Handmade Portraits: Liberty Vintage Motorcycles from Etsy on Vimeo.
This short video of Adam Cramer has been doing the rounds. I watched it a couple of weeks back and then watched it again recently. I originally started this blog thinking I'd force myself to try and write about design more. Graphic design. But all I ever really think about these days is motorcycles. I do sometimes, however, make some strained connections between the two. Like this...
I've been thinking about manual labour. About working with your hands. And about how this sort of work was quite blatantly discouraged when I was at school. I'm thinking about high school. Classes like woodwork and/or metalwork were for the dummies. As a slightly-above-average student, I was encouraged into more 'academic subjects' – maths, science, etc., with the view to becoming a doctor, or a lawyer, or an architect. Obviously that didn't work out, and I managed to slip classes in art in under the radar there somehow. Anyway there was an obvious preference (amongst parents and teachers) for working with ones 'brains' as opposed to working with ones hands.
In this video Adam Cramer says something about the "de-industrialization of America". I thought about what he meant, he's complaining about the younger generations lack of industrial skills and/or interest in those skills. And I thought about my experience at high school. I also thought about the sleeping bag I bought recently. It says on it "Designed in New Zealand". And then if you look real hard deep down on the inside hidden away on another tag it says "Made in China".
It's becoming clear that in the West we don't 'make' stuff anymore. We just 'design' stuff. And then we send it to China, or India, or Malaysia, where it can actually get made. I know the reason for this. It is because "it's cheaper over there" and "we can't compete price-wise". But I'm also wondering now if it might have at least something to do with the long-term effect of my generations high schooling? And that attitude we have developed towards manual labour? It's for dummies.
I went to a design conference a couple of years ago. It was in London and Richard 'Dick' Buchanan spoke at it. I hated him. He had the stage presence and shonkily-tried-for charisma of a practiced TV evangelist, and he was saying that "the window has closed for graphic design". What he meant was that talking about graphic design wasn't very interesting and that we all needed to evolve into more complex 'Design Thinkers', applying our ability to think like designers to larger more complex situations. I thought that was fine, if you were wanting to become a managerial middle-man, or run a business or whatnot. But I couldn't, and still can't, see how that helps graphic design? Which, despite the window supposedly closing, still exists in exactly the same shape and form it always essentially has.
I might be misrepresenting Dick's talk here. My point though is, I think, valid. This idea, 'Design Thinking', has had a lot of sway in recent years. especially in academia, where, lets face it, a lot of design academics don't have much interesting to say about the actual 'doing' of design.

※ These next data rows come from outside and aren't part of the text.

PR #290, opened 2026-06-11
fix(pg-topo): support create rule dependencies

### LINKED ISSUE #284: pg-topo: CREATE RULE is treated as unsupported and misses expression dependencies
## Summary

`pg-topo` currently treats `CREATE RULE` statements as `UNKNOWN`. When the rule `WHERE` expression references a function, the static sorter does not extract that dependency and can order the rule before the function it calls.

This is a separate issue class from the currently reported pg-topo issues:

* supabase/pg-toolbelt#281 covers expression dependencies inside `ALTER TABLE` subcommands.
* supabase/pg-toolbelt#282 covers `CREATE TYPE ... AS RANGE` / `CreateRangeStmt` coverage.
* supabase/pg-toolbelt#283 covers `ALTER PUBLICATION` / `ALTER SUBSCRIPTION` coverage.
* This issue is about the parser's `RuleStmt` AST root and rule expression extraction.

Current `main`: `9f01826b00b64e7f9628844ecb6f69a07f53c1f8`

## Repro

Input statements, intentionally shuffled:

```sql
create rule block_invalid AS
  ON INSERT TO app.items
  WHERE app.is_invalid(NEW.flag)
  DO INSTEAD NOTHING;

create function app.is_invalid(value boolean)
returns boolean
language sql
immutable
as $$ select value is false $$;

create table app.items(id int primary key, flag boolean);
create schema app;
```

My obsessing over motorcycles seems to grow exponentially as my interest in graphic design wanes. I've been trying lately to try and fix this, and to become more interested in design again... interestingly enough my way to do that was to try and force myself to read more. To think more! But now I'm thinking what I really need to do is just DO more. I'm thinking again about Stuart's blog here, and it's so cool to see the obvious link between his bike project and his design work... it's all manual labour, it's rolling your sleeves up and getting your hands dirty! It's also that ability to do-it-yourself that I really like. And the printing, on the risograph or the letterpress, is somehow parallel to the bike there.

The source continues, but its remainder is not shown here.